Spectrum and Fine Spectrum of Band Matrices Generated by Oscillatory Sequences
Jyoti Rani, Arnab Patra, P D Srivastava
TL;DR
This work analyzes the spectrum and fine spectrum of a class of oscillatory, non-constant-band matrices acting on $\ell_p$ spaces via a compact perturbation framework. The limit operator $T_0$ is shown to have a two-interval spectrum $\sigma(T_0,\ell_p) = [r_1-2s_1, r_1+2s_1] \cup [r_2-2s_2, r_2+2s_2]$ which equals its essential and continuous spectra, while $T = T_0 + K$ with compact $K$ may introduce a finite (or countable) set of eigenvalues $S_1$ outside this union.

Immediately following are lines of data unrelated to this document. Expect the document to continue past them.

PR #328, opened 2016-09-16
Clarify max-bundle. Fixes #307

### LINKED ISSUE #307: Clarify max-bundle algorithm
From Berlin:
"A clarification to that rule was found when an offer is received with some m= lines bundled and some not; you accept all m= lines that are possible to bundle with the first m= line.
"

ekr:


draft-ietf-rtcweb-jsep.xml
```diff
@@ -1165,10 +1165,10 @@ candidate:1 1 UDP 1694498815 192.0.2.33 10000 typ host
                         bundle-only. This policy aims to minimize
                         candidate gathering and maximize multiplexing,
                         at the cost of less compatibility with legacy
-                        endpoints. When acting as answerer, if there
-                        if no bundle group in the offer, the
-                        implementation will reject all but the first
-                        m= section.</t>
+                        endpoints. When acting as answerer, the implementation
+                        will accept only the compatible m= sections in the first bundle
```
juberti: 'compatible' is a new concept here; you don't discuss whether the first section is compatible in the non-bundle case.

I guess you could handle this in 3 different ways:
1. "only the first m= section, if compatible"
2. flip the text to discuss rejection, e.g. the impl will reject all bundle groups except the first, or if no bundle groups, all but the first m= section
3. change the text to say 'consider' or some such, e.g. the impl will consider only the m= sections in the first bundle group, or... only the first m= section.

I think I lean toward 2).

ekr: Let's do #2.

ekr:
@juberti @fluffy PTAL

draft-ietf-rtcweb-jsep.xml
```diff
@@ -1165,10 +1165,11 @@ candidate:1 1 UDP 1694498815 192.0.2.33 10000 typ host
                         bundle-only. This policy aims to minimize
                         candidate gathering and maximize multiplexing,
                         at the cost of less compatibility with legacy
-                        endpoints. When acting as answerer, the implementation
-                        will accept only the compatible m= sections in the first bundle
-                        group, or, if the offer did not bundle any m=
-                        sections, only the first m= section.</t>
+                        endpoints. When acting as answerer, if there
+                        if no bundle group in the offer, the
```
taylor-b: if -> is

draft-ietf-rtcweb-jsep.xml
```diff
@@ -1165,10 +1165,11 @@ candidate:1 1 UDP 1694498815 192.0.2.33 10000 typ host
...
+                        implementation will reject all but the first
+                        m= section and any other m= sections in the same
```
taylor-b: This mention of a bundle group here seems confusing (since earlier in the sentence we have "if there is no bundle group in the offer"). What you had earlier was easier to follow in my opinion: "If there's a bundle group, do this, if there's no bundle group, do this".

juberti: agree

draft-ietf-rtcweb-jsep.xml
```diff
@@ -1165,10 +1165,10 @@ candidate:1 1 UDP 1694498815 192.0.2.33 10000 typ host
                         bundle-only. This policy aims to minimize
                         candidate gathering and maximize multiplexing,
                         at the cost of less compatibility with legacy
-                        endpoints. When acting as answerer, if there
-                        if no bundle group in the offer, the
-                        implementation will reject all but the first
-                        m= section.</t>
+                        endpoints. When acting as answerer, the implementation
+                        will reject all but the first m= section and those
```
juberti: how about

"will reject any m= sections other than the first m= section, unless they are in the same bundle group as that m= section."

or 

"will reject any m= sections other than the first m= section, unless they are bundled into that m= section."

draft-ietf-rtcweb-jsep.xml
```diff
@@ -2784,13 +2783,14 @@ candidate:1 1 UDP 1694498815 192.0.2.33 10000 typ host
 
                       <t>No supported codec is present in the offer.</t>
 
-                      <t>The bundle policy is "max-bundle", the m=
-                      section is not in a bundle group, and this is not
-                      the first m= section.</t>
+                      <t>The bundle policy is "max-bundle", this is
```
juberti: incomplete sentence - suggest "this is" -> "and this is"

draft-ietf-rtcweb-jsep.xml
```diff
@@ -2784,13 +2783,14 @@ candidate:1 1 UDP 1694498815 192.0.2.33 10000 typ host
...
+                      not the first m= section or in the same
+                      bundle group as the first m= section.</t>
 
-                      <t>The bundle policy is "balanced", the m=
-                      section is not in a bundle group, and this is not
-                      the first m= section for this media type.</t>
+                      <t>The bundle policy is "balanced", this is not
```
juberti: see above

PR #336, opened 2016-10-07
Add Justin's addTrack text from the list. Fixes #288

### LINKED ISSUE #288: Review addTrack track assignment algorithm
> The track will be attached to the first compatible transceiver
> (of the same media type) which has never had a direction of
> "sendonly" or "sendrecv". If no such transceiver exists,
> then one will be constructed as described in
> <xref target="sec.addTransceiver"/>.

The reuse of 'recvonly'/'inactive' m= lines may not be correct, as this would require renegotiation of the various parameters of an already established m= line. But this may affect the W3C spec too.

ekr:


draft-ietf-rtcweb-jsep.xml
```diff
@@ -1217,11 +1217,11 @@ candidate:1 1 UDP 1694498815 192.0.2.33 10000 typ host
...
                     addTrack attempts to minimize the number of transceivers as follows:
-                    The track will be attached to the first compatible transceiver
-                    (of the same media type) which has never had a direction of
-                    "sendonly" or "sendrecv". If no such transceiver exists,
-                    then one will be constructed as described in
-                    <xref target="sec.addTransceiver"/>.
+                    If the PeerConnection is in the have-remote-offer
+                    state, the track will be attached to the first compatible transceiver
+                    that was created by the most recent call to setRemoteDescription() and does not
+                    have a local track. Otherwise, a new transceiver will be created.
```
juberti: need a comma instead of a period

draft-ietf-rtcweb-jsep.xml
```diff
@@ -1217,11 +1217,11 @@ candidate:1 1 UDP 1694498815 192.0.2.33 10000 typ host
                     tracks in the same MediaStream, so that they can be added to the
                     same "LS" group when creating an offer or answer.
                     addTrack attempts to minimize the number of transceivers as follows:
-                    The track will be attached to the first compatible transceiver
-                    (of the same media type) which has never had a direction of
-                    "sendonly" or "sendrecv". If no such transceiver exists,
-                    then one will be constructed as described in
-                    <xref target="sec.addTransceiver"/>.
+                    If the PeerConnection is in the have-remote-offer
```
juberti: add quotes around "have-remote-offer"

The paper provides sufficient conditions, based on the rate of convergence of the generating sequences and transfer-matrix criteria, for the absence of point spectrum on the essential spectrum, and shows that under exponential convergence every eigenvalue is of finite type and lies in $S_1$. Consequently, the full spectrum of $T$ is the union of the two intervals and $S_1$, with a complete description of the point, residual, continuous, and essential spectra, clarifying how non-constant bands affect spectral properties on $\ell_p$ spaces.
Abstract
In this paper, a new class of band matrices is considered where the entries of each non-zero band form a sequence with two limit points. The compact perturbation technique is used to study the spectrum over the $\ell_{p}, (1<p<\infty)$ sequence space. Several spectral subdivisions such as fine spectrum, discrete spectrum, essential spectrum, etc. are obtained. In addition, a few sufficient conditions on the absence of point spectrum over the essential spectrum are also discussed.